When I started, that file had a small slider helper class, and a 
somewhat larger serializer class.  In order to make the generator an 
object, I created a new class, and then pulled in the methods it needed. 
  By the time I was done, it had inhaled both the slider class and about 
a third of the serializer class.  And when I took a look at the result, 
it seemed much cleaner - each class had a much more focused purpose, and 
related methods were grouped together.  Enough so that I thought it 
worthwhile to port the resulting design back to Python.

> Having thought more about it, I must say I somehow regret having
> created tree walkers, because you're moving from a tree to a stream of
> tokens, where StartTag and EndTag tokens *should* be balanced, but
> that cannot be guaranteed (moreover if you consider the
> OptonalTagFilter as a true filter, which could be used anywhere in a
> pipeline).
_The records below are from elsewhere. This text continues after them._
PR #93, opened 2019-10-08
Extend the fix from f404e552 to single-platform projects

h0tk3y:
The fix was mistakenly only applied to multiplatform projects. Extend it to
single-platform projects as well. Also, fix the compiler argument for the JS
compiler, which accepts -Xfriend-modules, not -Xfriend-paths.


qwwdfsad:
@SokolovaMaria please review and release (after merging and before releasing please check that `kotlinx-train` compiles)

That's what bothers me: you cannot guarantee to a filter of
> the serializer than the "token stream" is "wellformed" (yes, this is
> wellformedness similar to the XML one).
> 
> I know there are precedents: SAX first, but also xmlpull, python's
> xml.dom.pulldom and .NET's XMLReader.

Those aren't so much filters as sources.

If we are rethinking abstractions, it seems to me that the natural order 
of things is to have sources, filters, and sinks.

Sources (a.k.a. tokenizers) take a foreign object, and produce a series 
of tokens.  This includes the existing tokenizer, all treewalkers, and 
adaptors.  From the consumers point of view, there is no difference.

In fact, we could have a module level function named html5lib.tokenizer 
which, when passed an object, would find the right tokenizer and 
instantiate it (passing along **kwargs).  The tokenizer for string would 
be HTMLTokenizer (of course), but all the classes would need to register 
the types of classes that they handle.

Filters would continue to consume a token stream and produce a token stream.

Sinks consume a token stream and produce something else: a string, a 
tree, a set of SAX events, whatever.

> What I'd prefer: merging the tree-walking algorithm from
> html5lib.treewalkers._base.NonRecursiveTreeWalker into the
> HTMLSerializer, along with the OptionalTagFilter (yes, back into the
> serializer).
> Treewalkers would then just be implementations of the four abstract
> methods from NonRecursiveTreeWalker: getNodeDetails, getFirstChild,
> getNextSibling and getParent. The guarantee that we'll give to tree
> walker implementations is that the algorithm will always go forward
> (effectively "walking" the tree).
> That way, non-tree implementations (such as genshistream or pulldom)
> could still be implemented but we'd "emulate" a tree from a stream
> rather than generating a stream from a tree. And we wouldn't need the
> "lint" filter anymore.

Why can't genshistream or pulldom simply be a tokenizer?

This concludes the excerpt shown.